Predicted XN (X = C, Si, Ge, and Sn) Monolayers with Ultrahigh Carrier Mobility: Potential Photocatalysts for Water Splitting
Kai Ren, Huabing Shu, Lei Huang, Ke Wang, Yi Luo, Wenyi Huo, Changwei Bi, Yu Jing
Abstract
Using evolutionary search and first-principles methods, we predict new two-dimensional XN (X = C, Si, Ge, Sn) monolayers. They are confirmed to be indirect-gap semiconductors and are stable energetically and dynamically. In particular, the SiN monolayer shows a moderate gap of ∼2 eV and isotropic mechanical characteristics.
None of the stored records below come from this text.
PR #373, opened 2021-03-21
Scales can be dynamically set

trentgill:
Previously to update the output.scale setting, you would have to call the function with the full description.

Now you can just set the scale member in the output table and it will update the C layer in the background, preserving any other manipulations (like scaling & mod size).

```
output[1].scale({0,4,7,11,14,17,21},1.0,24) -- setup a 2-octave fully extended major arpeggio
output[1].scale = {0,2,4,7,9,21} -- change the scale, but maintain over settings
```

### DIFF
--- a/lib/lualink.c
+++ b/lib/lualink.c
@@ -272,6 +272,13 @@ static int _get_state( lua_State *L )
 }
 static int _set_scale( lua_State *L )
 {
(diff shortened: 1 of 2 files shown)


tehn:
dang this is cool!!

PR #374, opened 2021-04-12
fix bug where aliasing an ii address before use could stack overflow

### LINKED ISSUE #341: Crash caused by aliasing an ii device before first use
the following snippet causes a crash after a few repetitions. after some investigation it (at least once) hard faults inside the lua garbage collector. probably because the C stack is growing (from an interrupt) while the GC is running because lua used all the ram.

```lua
--- this will crash after a few seconds
s = ii.wsyn
metro[1].time = 0.5
metro[1].event = function() s.play_note( 0, 3 ) end
metro[1]:start()
```

But simply accessing the ii device before creating the alias solves the issue:

```lua
ii.wsyn.play_note(0,0) -- call something in the module to be aliased first
s = ii.wsyn
metro[1].time = 0.5
metro[1].event = function() s.play_note( 0, 3 ) end
metro[1]:start()
```

This is related to the way the ii libraries are *not* loaded into ram until a script uses them (as they take up an awful lot of ram with all the functions, and it's rare to use more than a couple at once). the issue being that `ii.wsyn` points to a different object before and after the module is loaded.

Seems like perhaps the pre-call alias is recreating the ii table for the module (or perhaps `dofile`ing the whole module again)?

Perhaps the solution is that instead of redirecting `ii.wsyn` to a new table after `dofile`ing, instead we redirect the initial pointer (`ii.is.wsyn`)?

trentgill:
Putting this here as I was staring at the code for an hour last night and think this could solve the problem in #341 

Testing looks something like:
```
s = ii.wsyn
for i=1,100 do
  print(i, collectgarbage'count')
  s.ramp(0)
end
```

Without this fix, the RAM should be exhausted within a few iterations. This fix should allow substantially more without crashing (and perhaps won't crash at all). I'm reasonably sure the above will crash on the current `main` but that should be tested too.

Super happy for anyone else to confirm this.

Fixes #341

### DIFF
--- a/util/ii_lua_help.lua
+++ b/util/ii_lua_help.lua
@@ -37,9 +37,10 @@ end
 
 function Is.openlib( self )
     local n = self.name
-    ii[n] = dofile(string.format('build/ii_%s.lua',n))
-    ii[n].help = self.help
-    self = ii[n] -- redirect the whole table (to handle extant aliases)
+    if not rawget(ii, n) then -- confirm it hasnn't been loaded (handles pre-openlib aliases)
+        ii[n] = dofile(string.format('build/ii_%s.lua',n))
+        ii[n].help = self.help
+    end
     return ii[n]
 end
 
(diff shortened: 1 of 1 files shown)


trentgill:
tested & fixed.

works well even after 100 iterations only creates ~10kB of garbage (whereas before it would cause a hard-fault out-of-memory in 23 iterations).

PR #377, opened 2021-04-13
Python based bootloader support and dfureset

trentgill:
`make pydfu` wraps the crow binary into a dfu package, then uploads using `pydfu.py` from [micropython](https://github.com/micropython/micropython) project.

Amazingly it's the fastest upload i've ever seen to a stm32 chip!

`make dfureset` attempts to send the `^^b` command to a connected crow. assumes port `/dev/ttyACM0` so it will only work on ubuntu right now.

`make dfureset pydfu` will build the firmware, reset to bootloader mode, and upload to memory.

//

@tehn the make recipe for `pydfu` is all it took to get the firmware to flash. it just relies upon `util/pydfu.py`. i'll need to update the git release to build .dfu file.

would be great if you could just try and build & upload the firmware with these new commands!

### DIFF
--- a/Makefile
+++ b/Makefile
@@ -244,8 +244,13 @@ debug:
 dfu: $(BIN)
 	sudo dfu-util -a 0 -s 0x08020000 -R -D $(BIN) -d ,0483:df11
 
+dfureset:
+	@stty -F /dev/ttyACM0 raw speed 115200
+	@echo '^^b' > /dev/ttyACM0
+	@sleep 1
+
 pydfu: $(TARGET).dfu $(BIN)
-	python3 util/pydfu.py --vid 0x0483 --pid 0xDF11 -u $<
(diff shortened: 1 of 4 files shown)


tehn:
whoa! you did it! yes, will test it out.

tehn:
just a forward reminder note:

```
pip install pyusb
```

(there's also a `usb` package, which is confusing)

tehn (approved):

tehn:
i don't recall exactly but maybe druid installation has dependency checking? so that install can just take care of it...

trentgill:
yes definitely druid has auto dependency handling (it already does it for the TUI library).

just checked and it looks like a one-line addition here https://github.com/monome/druid/blob/3541aab071b507c8bfc82a17deb52ec27db61bd5/setup.py#L35

PR #380, opened 2021-04-14
Just intonation support

### LINKED ISSUE #310: Input & Output 'scale' modes need just intonation support
See #14 and #292 for syntax ideas.

trentgill:
Fixes #310 

Adds general support for just intonation, as well as dedicated support inside of input & output 'scale' modes.

2 new global functions `justvolts` and `just12` for converting from fractions (ie floats) to their volts, or 12TET representation.
They have the same signature `justX( notex, offset)`. `notex` can be a single fraction which returns a converted value, or it can be a table of fractions which will return a new table with each element converted. `offset` is an optional arg which expects a single fraction acting as a just-transposition to `notex`. From my reading this seems like the way to handle key-modulation (open to other ideas here).

```lua
justvolts(1/1) -> 0.0
justvolts(3/2) -> 0.5849625
justvolts(1/4) -> -2.0 -- notes can be outside the 1/1 .. 2/1 range

just12(1/1) -> 0.0
just12(3/2) -> 7.019549
just12(3/2, 9/8) -> 9.058649 is 3/2 offset by 9/8

just12{1/1,3/2,7/4} -> {0.0, 7.019549, 9.688259} -- table call returns a new table
```
Originally I was only going to have `justvolts`, but `just12` made the input/output scalers easier, and it turns out to be way more human-readable. Exploring with `print(just12(...))` is a nice way of quickly seeing how different just ratios diverge from 12-tet. I think most crow users are probably familiar with the (0..12) semitonal representation of notes.

---

Output scale is used like so:

`output[1].scale({1/1,3/2,11/8}, 'ji')` -- a third optional arg sets volts/octave, so you can still use 1v2/octave if you want

Note the use of `ji` where you normally put the temperament. This calls `just12` under the hood, but is slightly better than doing it manually bc it enforces some default-ing behaviour.

---

Input scale is similar to output, but uses the `mode` function call (like normal input quantizers):

`input[1].mode('scale', {3/2, 9/8, 5/4}, 'ji')` -- again last arg (v/8 scaling) is optional & omitted in this example

---

All tests fine, but any suggestions on naming / calling conventions are welcome. Specifically `justvolts` and `just12`, and the `'ji'` param to scale.

### DIFF
--- a/lua/crowlib.lua
+++ b/lua/crowlib.lua
@@ -179,6 +179,30 @@ function delay(action, time, repeats)
     return d
 end
 
+--- Just Intonation helpers
+-- convert a single fraction, or table of fractions to just intonation
+-- optional 'offset' is itself a just ratio
+-- justvolts converts to volts-per-octave
+-- just12 converts to 12TET representation (for *.scale libs)
+-- just12 will convert a fraction or table of fractions into 12tet 'semitones'
+local JIVOLT = 1 / math.log(2)
+local JI12TET = 12 * JIVOLT
+local function _jiv(f) return math.log(f) * JIVOLT end
+local function _ji12(f) return math.log(f) * JI12TET end
+function justvolts(f, off) return _justint(_jiv, f, off) end
+function just12(f, off) return _justint(_ji12, f, off) end
+local function _justint(fn, f, off)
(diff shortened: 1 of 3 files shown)


tehn (approved):
i really like this design.

code looks good, haven't tested on device.

PR #382, opened 2021-04-14
Frequency detect mode for input[1]

### LINKED ISSUE #277: Frequency Tracker mode for inputs
This feature request is driven by wanting to replace my in-house calibration module with a generic (and sharable) solution.

Basic concept is there is an input mode (ie `input[1].mode('frequency')`) which counts rising-zero-crossings (with hysteresis). When the pitch has settled on a new frequency (using a fixed window averager) a callback event is called in lua, reporting the detected frequency.

This can be useful for doing musical analysis on a received audio signal, rather than just a control voltage. Perhaps some utility for working with external hardware that doesn't have a CV output, eg: capture and process the pitch of a vintage analog synth, adding harmonies.

For calibration, the first output is sending an output voltage (say 0V). This voltage is sent to the v8 input of the module under test, it's output (square wave preferable) is fed back into crow's input. After the pitch is detected, it is saved in a global, then the voltage is incremented by 1V, and the process repeats. testing can operate over n-octaves, and the received frequency can even be compensated by a static offset to ensure the tracking is performed, centered around some specific frequency. In oscillators, this means you could calibrate based on the 7-octave range 50Hz-3.2kHz, if you wanted to guarantee certain tracking in that region.

The output collected is absolute frequency at the given output voltage, resulting in N-values. These could be processed into their % difference from the expectation (based on the central frequency multiplied by the expected ratio). Overall correlation between expected & measured could be output on output[2]. High-frequency tracking could be available on output[2], displaying the relative % difference in the top 1 or 2 octaves, for devices that provide an HF tracking trimmer. output[3] could be a configurable 'in-range' output that goes high when the calibration has succeeded the tests -> plug this into a VCA over an oscillator to create an audible 'success' tone.

//

If the detection should report an average pitch of a streaming basis (not change-events), the time-window-average-size should be configurable to allow the scripter to prioritize accuracy vs latency as well as introduction of slew.

trentgill:
Closes #277 

DO NOT MERGE

This PR adds a new input mode `freq` short for `frequency tracker`. It functions the same as `stream` & `volume` modes, but returns values representing the frequency of an attached oscillation.

The detection algorithm is just looking for zero-crossings, so it will only work with raw oscillator sounds (though perhaps could be fun to explore with complex waves for harmonic-locking effects).

Working accurately up to about 1500Hz in my testing, with increasing jitter above this point.

//

I did notice that all the values were off by about 2%. After some investigation, it's not caused by the detection algorithm -- i tested sending LFOs from ASL, and they were also this same 2% off. It seems that the dsp block itself is running slow. I haven't investigated whether this is caused by variation between devices (it could be as I don't think our crystal is very accurate in an absolute sense - there is no dedicated audio crystal), or if the PLL that controls the audio-loop is incorrectly configured. Perhaps worth some investigation, but it shouldn't hold up this PR.

The good news is the frequency offset scales exponentially. To correct for it, one simply multiplies by 0.98 or so in frequency land. If converting to hertz, it just becomes an addition.

//

Before merging, i want to add a `hztovolts` function based on the same absolute freq range as just-friends / w/syn etc.
The reason i'm waiting is it can leverage the new `justvolts` function. Should just be:
```lua
function hztovolts(hz, ref)
  ref = ref or 261.63 -- optional. defaults to middle C
  return justvolts(hz/ref)
end
```

This is especially handy if you want to track a frequency input and control a module over `ii`, or even to take an input frequency and send it to an output as a voltage (so it can be doubled by another oscillator). This would be especially interesting if the output had a `.scale` applied, and in `volts` space, adding an offset becomes a direct transposition.

//

Together with the new calibration engine & public libs, we should make a norns-enabled script for volt-per-octave calibration of other modules.


tehn (approved):
looks great. impressed at the deep implementation, and seeing MIDI code made me smile

PR #387, opened 2021-04-21
Sequins.lua library

### LINKED ISSUE #359: Sequins.lua - musical structure utilities
From the Maps stream, I came up with some fun functions that allow for a more streamlined approach to building basic arpeggiators and such. They would likely be great additions to the crow (and norns) standard libraries.

Below is the example in question, particularly useful for generating arpeggios and basic sequences, but it could be expanded into slightly more of a library such that the 'scales' could be updated on the fly (at present they are captured & owned by the arp). Naming could be improved as there are likely implications beyond simple arpeggiators.

```lua
--- the userspace function call style
myskal = {3,6,9,15,18,21,-6}
myarp2 = run_arp( function(v) ii.wsyn.play_note(v,3) end -- what to do at each note of the arp
		, make_sequence( myskal, 'next' ) -- a generator to return the next arp note
		, 4/3 -- a timing in 'clock' module style
		)

-- takes an action, a generator, and a timing
function run_arp( fn, seq, sync )
  return clock.run(
    function()
      while true do
        clock.sync( sync )
        fn( seq() )
      end
    end)
end

-- generator that takes a table & a behaviour, returning a function that will give the next step
-- arg1: scale table eg{0,2,4,7,9}
-- arg2: behaviour enum:{'next','prev',rand','drunk'} -- n as next#
-- retv: function that generates the next note
function make_sequence( skal, behaviour )
  skix = 1
  return
    function() -- was 'new_note'
      if behaviour == 'next' then
        skix = skix + 1
      elseif behaviour == 'prev' then
        skix = skix - 1
      elseif behaviour == 'rand' then
        skix = math.random(#skal)
      elseif behaviour == 'drunk' then
        skix = skix + math.random(-1,1)
      end
      -- clamp to skal size
      while skix < 1 do skix = skix + #skal end
      while skix > #skal do skix = skix - #skal end
      -- scale 12TET notes to v8
      return skal[skix] /12
    end
end
```

Also, there is the possibility of using the clock library for (re)implementing ASL style constructs where the output is a control-rate destination. Particularly useful for `ii` destinations where we can't & don't need audio rate ASL generation. Instead, generating each 'frame' in lua is fine. Would be nice to provide versions of the the asllib.lua functions which are applied to a generic function at a given framerate. Could be useful for dynamic sample-rate reduction (read sample&hold) of the functions.

```lua
-- userspace call
mylfo = fn_lfo(
    function(v)
      ii.wsyn.fm_index(v)
      output[1].volts = v
    end)

function fn_lfo( fn, duration, min, max, fps )
  -- set defaults
  duration, min, max, fps = duration or 1
                          , min or 0
                          , max or 5
                          , fps or 30
  local phase = 0
  local range = max - min
  return clock.run(
    function()
      while true do
        phase = phase + 1/(duration*fps)
        while phase >= 1 do phase = phase -1 end -- wrap
        -- TODO add 'shapes' here. currently just triangle. ramp/sawtooth is even easier
        local o = phase * 2      -- triangle
        o = (o > 1) and 1-o or o -- triangle
        o = o * range + min -- maps to [min,max]
        fn( o )
        clock.sleep(1/fps)
      end
    end)
end
```

trentgill:
Fixes #359

Introduces a new core library to crow for imbuing tables of data with 'behaviours'. Particularly focused on note sequences, but flexible enough to be useful for many things (ideas: building markov chains, event sequencing, generative arrangement).

```lua
--- reference
-- data can be anything a lua table can store
words = {'hi', 'there'}
notes = {2, 9, -4, 0}
fns = {lfo, pulse, ramp, ar}
tabs = { {2,3}, {'even', 'different', 'types'}, {4,5} }

seq = sequins{words} -- *copies* table into a sequins and stores in seq
seq() --> returns the values from the sequins ('hi', 'there', 'hi', ...)

tab2 = {1, 2, sequins{3, 4} } -- creates a table where one element is a sequins
seq2 = sequins{tab2} -- note how tab2 contains nested sequins which will be resolved at runtime
seq2_ = sequins{1, 2, sequins{3, 4} } -- these nested sequins can be written inline
--> calling seq2() returns 1, 2, 3, 1, 2, 4, 1 ... -- note how the nested sequins vals are interleaved

seq = sequins{...}:step(-1) -- change increment step
seq = sequins{...}:select(2) -- set the table index which will be used for the next call
seq:select(3)() --> after selecting, can call the result to get the value immediately

--- method chains
-- these fns modify the state of the sequins destructively
sequins{fns}
  :step(-2) -- change increment value per call. indexes are wrapped to the table length
  :select(5) -- sets the index to be selected on the next call. value is wrapped into range
--- the following method chains are mainly for use inside nested sequins
-- they manipulate behaviour of the parent sequins
  :every(2) -- only returns a value every 2nd call. if no value returned, parent sequins will try to get the next value
  :times(3) -- forces the parent sequins to ask it for the next 3 elements
  :count(10) -- will only provide values the first 10 times it's requested, then returns nil.
  :all() -- like times(#sequins) where the nested sequins will return all of it's values once
  :once() -- like count(1)
```

Some examples to demonstrate use-cases:
```lua
s = sequins

--- sequencing lydian arpeggios with a wholetone run flourish
lydian = {0,2,4,6,7,9,11}
wholet = {0,2,4,6,8,10}
melody = s{ s(lydian):all():step(3)
          , s(wholet):all():every(3)
          }
metro[1].event = melody
metro[1]:start()

--- using a sequins inside a method chain modifier so behaviour changes over time
arp = s(lydian):step( s{2,2,-2} ) -- lydian scale in thirds

--- arranger can be built such that a single function can be called to get 'next note'
-- while changing sequence is done asynchronously
mel1 = s{0,7,2}
mel2 = s{3,6,9,13}:step(-1) -- runs right to left
mel3 = s{3,-3}:select(2) -- starts from the 2nd element
arr = s{mel1, mel2, mel3}:step(0) -- step(0) means we'll always stay on the given melody
metro[2].event = function() output[1].volts = arr()/12 end -- install arrangement into a metro
metro[2]:start() -- every metro tick will get a new note
-- now we can modify the sequence asychronously
arr:select(2) -- switch to the second sequence
```


trentgill:
Specifically I'd love feedback on naming & syntax. Use of `every`, `count` and `times` are all somewhat ambiguous but i'm also trying to keep them short so it's more readable.

The basic usage seems very clear & satisfying, but I'm not entirely sure I've approached the more complex ideas the best way. Having nested sequins is really powerful, I just want to make sure i'm providing the clearest interface into that complexity.

tehn:
super exciting, i'll sit with it and let it sink in so i can give proper feedback on syntax.

fyi it looks like some `public` things got into this commit, not sure if you were trying to separate them

trentgill:
thanks for the note re: public. i'd like to keep them separate for now, so i'll go do some git fu...

tehn:
i really like the syntax-- that the simple things are straightforward and nesting allows for some weird meta-exploration.

a full tutorial/study on this would help people see the full potential. looking forward to playing!

tehn (approved):

rbrt-fm:
i've been playing around with this for a bit this evening and it's super fun, but I've been getting a runtime error in druid when trying to use the select method 
`repl:1:1 attempt to call a nil value (method 'select')`

trentgill:
@rbrt-fm i just pushed a new commit fixing the select method. lmk if it fixes your problem and i'd love to hear your thoughts on using the library!

PR #388, opened 2021-04-21
MIDI support officially removed

trentgill:
I've gone through and cut out all the old MIDI infrastructure we built in hoping. The hardware is not reliably capable of handling MIDI input, so no need to keep it.

The benefits:
* reduced firmware size by ~5kB
* saves almost 1kB of RAM in lua env


tehn (approved):
it was a nice idea!

trentgill:
haha yes it was! shame i didn't spend more than a cursory glance 'yeah it's working' before we ran the first batch... still it's grown into a pretty wild little platform :)

PR #389, opened 2021-04-21
Refactoring & trimming lua libs

trentgill:
Work in progress.

I'm working through the lua libraries to trim unused code, and optimize for reduced RAM usage as we're rapidly running out of availablle user space RAM. This is exacerbated by the inclusion of multiple new lua libraries in the 3.0 update.


tehn (approved):
nice cleanup

PR #392, opened 2021-04-22
Stm32 Cube F7: update version & trim

### LINKED ISSUE #379: switch to trimmed stm32 cube
currently we pull in the giant stm32f7 cube in its entirety.
i made a trimmed version without all the examples, docs & RTOS etc which is about 10% the size.
this should dramatically speed up github actions, and makes less of a chore to get started with development.

trentgill:
Fixes #379 

Dramatically reduces size of repo by switching to a separate libs for the stm32 HAL libs.

This jumps forward from HAL v1.7 to v1.16 so there could be some breaking changes (i didn't read all the changelogs). There was some changes to the USB Device driver which I have updated here as well.

One nice benefit is the GH Action that builds each new commit will be much faster now without having to download 2GB of data for the HAL!

### DIFF
--- a/.gitmodules
+++ b/.gitmodules
@@ -10,9 +10,6 @@
 [submodule "submodules/lua"]
 	path = submodules/lua
 	url = https://github.com/trentgill/lua.git
-[submodule "submodules/STM32_Cube_F7"]
-	path = submodules/STM32_Cube_F7
-	url = https://github.com/trentgill/STM32_Cube_F7.git
 [submodule "submodules/STM32CubeF7_Drivers"]
 	path = submodules/STM32CubeF7_Drivers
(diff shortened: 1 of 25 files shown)


tehn (approved):
fantastic!

where would you expect to see breaking changes? (provided it compiles, are you suggesting runtime issues?)

trentgill:
i'm guessing it'd just be in the hardware i/o. i think i2c is the only hardware element not in use in my current test setup (which is just a crow). everything is probably fine, but just wanted to suggest further testing is needed before merge. or if we merge to the THREE branch, to note that this commit could be something to try rolling back if there's general weirdness.

tehn:
yeah i'd say we just merge to the THREE branch. (generally seems good to
just keep merging into it as a dev branch to ease/facilitate testing)

PR #393, opened 2021-04-22
clock.lua module added

### LINKED ISSUE #339: Norns 'clock' module support on crow (global timing)
Add norns 'clock' module support to crow.

This allows for a variety of clock synchronization functions, and introduces the notion of a global clock on crow.

While the implementation will be substantially different from the norns version (using a single hardware timer for the clock base instead), it should present the same interface to the user.

- [ ] Reserve one clock for global tempo & simply call into lua each tick (internally generated)
- [ ] Implement coroutine style clock synchronization (norns syntax)
- [ ] Add an event system for managing multiple simultaneous coroutines
- [ ] Add 'clock source' option to drive from a gate source (like 'change')
- [ ] Add 'clock source' option over serial device (norns, max, ableton)

### extended features
timeline support. ie a table of time, function pairs that will be executed. useful for 'composition' style sequencing.

trentgill:
Fixes #339 

This is a basic implementation of the the norns `clock` module. It's based on the initial implementation by @artfwo rather than the recently updated one. I will lilkely revisit this before 3.0 to refine some things. Especially using the CV input as the clock source needs some refinement (it seems quite drifty, and perhaps there are double-triggers).

Usage is similar to norns, but with some key differences & helper functions that are specific to the crow workflow:
```lua
--- All of the basics are identical to norns:
myclock = clock.run(function()
  while true do
    print'hi!'
    clock.sync(1/4) -- synchronise to the next 1/4 of a beat
  end
end)
clock.sleep(n) -- sleep for n seconds
clock.suspend() -- suspend until manual restart
clock.resume(myclock) -- resume a suspended coroutine
clock.get_beats() -- beats elapsed since starting
clock.get_beat_sec() -- convert beats to seconds at current tempo

--- Differences on crow are mostly about syntax relating to tempo & clock source
-- internal timebase (default)
clock.start() -- selects the internal timebase & starts the clock (this is effectively run at init())
clock.stop() -- selects the internal timebase & stops the clock [This doesn't actually stop though?]

-- tempo just works as a variable
clock.tempo = 160 -- set internal tempo to 160bpm (ignored if using external source)
print( clock.tempo ) -- print the current tempo (uses external source if active)

--- CV inputs as timebase
-- when choosing clock mode, internal timebase is disabled
input[1].mode('clock',1/4) -- set timebase to use input jack 1, where each trigger == clock.sync(1/4)

--- output helpers: create a tempo clock with one line
output[1]:clock(1/4) -- set output 1 to pulse every clock.sync(1/4), ie 4 times per beat
-- by default output.clock sets the ASL action to pulse(), but you can reassign it
output[1].action = ar() -- now the clock will trigger an envelope instead of a pulse
```


tehn:
this is super great! only issue:

> clock.suspend() -- suspend until manual restart
> clock.resume(myclock) -- resume a suspended coroutine

both of these will be deprecated. @artfwo and @ngwese agreed (in vid meeting recently) that they were not quite what was required for a particular use case--- and then there weren't really any sensible remaining use cases for these.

The CN monolayer possesses a wide band gap of ∼6 eV, maximal Young’s modulus (∼550 N/m), and minimal Poisson’s ratio (∼0.12). The electron mobility of the SnN monolayer can be as large as ∼1.55 × 10 4 cm 2 ·V –1 ·s –1, exceeding that of previously reported black phosphorene (10 4 cm 2 ·V –1 ·s –1 ). Besides, the SnN and GeN monolayers also exhibit good light absorptions and excellent catalytic performances in terms of Gibbs free energies. These suggest that the XN (X = C, Si, Ge, or Sn) monolayers have potential applications in nanoelectronic and optoelectronic devices.